What changed
Alibaba has unveiled the Zhenwu V900, a new AI accelerator that the company says provides about three times the performance of its previous Zhenwu M890, while also outlining an ambition to train a model with as many as 10 trillion parameters.The announcement came at Alibaba’s annual conference in Hangzhou as Chinese technology companies continue building alternatives to the most advanced US accelerators. Alibaba says the V900 is currently its most powerful AI chip and is designed for both training and inference inside its data centres and cloud business.
The 10-trillion-parameter target is even more ambitious than the chip announcement. Alibaba’s current Qwen3.8-Max is reported at 2.4 trillion parameters, while other Chinese model developers are also pushing the scale of open and closed systems.
Why the market is watching
Parameter count alone does not determine model quality. Architecture, training data, compute efficiency, context handling and inference methods can matter as much as raw scale. But the target signals how much computing Alibaba believes will be required for the new of models.The company is also planning to expand its data-centre capacity to as much as 20 gigawatts by 2032. That figure shows the physical side of the AI race. More capable models require more accelerators, more networking, more electricity and more cooling capacity.
Alibaba’s strategy is So broader than designing a chip. It is trying to control a complete stack: accelerators, cloud infrastructure, models and the services that consume them. That can reduce dependence on external hardware while giving Alibaba a larger role in the domestic AI supply chain.
The timing also matters because US-China technology restrictions remain a major factor in the availability of high-end AI processors. Chinese companies have been forced to improve domestic alternatives while improving software around whatever hardware they can obtain.
The V900 will need to prove its value in real workloads, but Alibaba’s announcement makes the direction clear. China’s AI competition is increasingly being fought not only at the model layer, but across the entire computing stack beneath it.

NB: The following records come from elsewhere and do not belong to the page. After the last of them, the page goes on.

PR #549, opened 2017-05-23
Extension default handling changes

thomasvl:


thomasvl:
The first commit avoids creating a field and copying the default into it just to decode over it.

The second move where we actually need/create the default, so it doesn't happen at startup, and instead only when the extension is looked up.  This does cause a default to get created each time it is needed, but if we do #457 for the message fields in general, it could also be applied here.

@tbkka / @allevato thoughts?

thomasvl:
ps - the startup concerns are mainly for non macOS uses; those other platforms are where developers are much more likely to be sensitive to the time it takes users to get to their app in a usable state.

Sources/SwiftProtobuf/BinaryDecoder.swift
```diff
@@ -1007,11 +1007,22 @@ internal struct BinaryDecoder: Decoder {
...
+            }
             if consumed {
-              values[fieldNumber] = fieldValue
+                if fieldValue != nil {
+                    values[fieldNumber] = fieldValue
+                } else {
+                    // Really things should never get here as the required data
+                    // should always be available or the decode of the extension
+                    // would throw.
+                    throw BinaryDecodingError.truncated
```
allevato: If we should never get here, should we make this a `fatalError` instead of a throw?

thomasvl: I debated that, but the only part haven't fully unwound is what would happen on a binary blob if someone crafted what should be a repeated-packed-pod extension, and then on the wire sent the tag and a length of zero for the data.  I don't think that would blow up in the wire decode, and I currently pick off no values being decoded in `init?`, but that can't directly throw because it doesn't know which type of decoding error to throw.  Things like that have always sorta been a grey area in the spec, it shouldn't happen, but I also can't detect it at the field decode level because the empty list case can happen if the wire type was wrong and that concept is specific to the binary decoder.

I don't think any of the optional extensions could ever end up here as they should always throw their format specific error when they can't extract data (or consumed here would be false for wrong wire types).

We could change the repeated decoded to never return nil, as when doing a merging decode (the other decode method in the ExtensionFields), there is no check to ensure they did decode something.

Should I just tweak the two comments to capture some of these ramblings instead?

allevato: Yeah, we probably should—that way if this line ever *does* get executed, we have a better idea of what might have gone wrong without having to remember all of these details.

Actually... since Swift errors don't come with backtraces, figuring out that it was *this* truncated error vs. some other truncated error gets a little annoying (you'd have to place a breakpoint and wait for things to go south). I wonder if we should introduce a new error case, perhaps with a string reason, to handle these kinds of internal/illegal-state errors that we don't want to bring down the whole world?

thomasvl: In realizing the different in repeated decoding, I decided to make those two behaviors consistent for safety.  So one new commit for that change, and then another commit to add custom errors so if this ever happened it is more trackable.

Reference/google/protobuf/unittest_mset.pb.swift
```diff
@@ -304,7 +304,7 @@ struct ProtobufUnittest_RawMessageSet: SwiftProtobuf.Message {
 
 extension Proto2WireformatUnittest_TestMessageSet {
   var ProtobufUnittest_TestMessageSetExtension1_messageSetExtension: ProtobufUnittest_TestMessageSetExtension1 {
-    get {return getExtensionValue(ext: ProtobufUnittest_TestMessageSetExtension1.Extensions.message_set_extension)}
+    get {return getExtensionValue(ext: ProtobufUnittest_TestMessageSetExtension1.Extensions.message_set_extension) ?? ProtobufUnittest_TestMessageSetExtension1()}
```
tbkka: Double-checking that I understand where you're headed:

I think you're saying that you want to soon change this to be
```
      ... ?? ProtobufUnittest_TestMessageSetExtension1.defaultInstance
```
So that each generated message publishes a single `defaultInstance` to use here and in other similar situations?

We could make that change post-1.0 _except_ for the message types in the library itself.

thomasvl: Yea, that's what we had suggested in #457.  Extensions could also make use of it.  The changes in this PR are more about avoiding the MessageExtension having to have a copy of the default, as that is a startup cost and a memory cost.

thomasvl: @tbkka this PR ok?  The defaultInstance thing would be independent, and is tracked in that other issue since it seems like extensions and fields should be common on this.

tbkka: Apologies for being unresponsive.  Yes, this is fine.  (My question earlier was purely for clarification, not an objection.)

PR #551, opened 2017-05-25
Regenerate.  #548 likely caused some of the name shuffling.

thomasvl:


tbkka:
Yeah, this is a problem with the generated name protos; since they mine the SwiftProtobuf library sources for possibly-dangerous words, they're very sensitive to any code change in the library.

PR #1395, opened 2023-04-25
Retire SwiftProtobufFoundationCompat.

thomasvl:
Since Foundation is still needed within SwiftProtobufCore, move the few files back and rename them to call out that have the `Data` bridging.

The technology is moving quickly, but the commercial test remains familiar. Products have to work consistently, fit existing systems and justify their cost.
Alibaba’s plan also shows why model development and infrastructure development can no longer be treated as separate stories. A 10-trillion-parameter target is meaningful only if the company can assemble enough compute, memory, networking and electricity to train and serve such a system. The hardware roadmap and the model roadmap So reinforce each other.
The real test will be whether the hardware can support the ambitious model roadmap at commercially useful cost.
Alibaba’s plan also shows the importance of memory and interconnect technology. A large model is not useful simply because a company can claim a parameter count. The system has to move data between compute units fast enough to keep the processors busy. That is why AI infrastructure increasingly depends on packaging, high-bandwidth memory and advanced networking alongside the accelerator itself.
The V900 announcement So belongs to a much larger story about computing independence and the infrastructure required to sustain it.
Alibaba’s 20-gigawatt data-centre ambition puts the scale of the hardware challenge into perspective. Training a frontier model is not simply a matter of buying more accelerators. It requires enough electrical capacity to run them, networking to connect them and cooling to keep them operating. If the model target expands from trillions of parameters toward even larger systems, infrastructure planning can become a bottleneck before chip design does. Alibaba is effectively betting that it can build those layers together.
The infrastructure requirement is what makes the announcement more significant than a parameter-count headline. A model at that scale needs memory bandwidth, networking, storage, cooling and power and accelerators. Alibaba’s chip and data-centre plans are So parts of the same strategy. The company is attempting to reduce dependence on external hardware while building enough computing capacity to keep its model ambitions moving.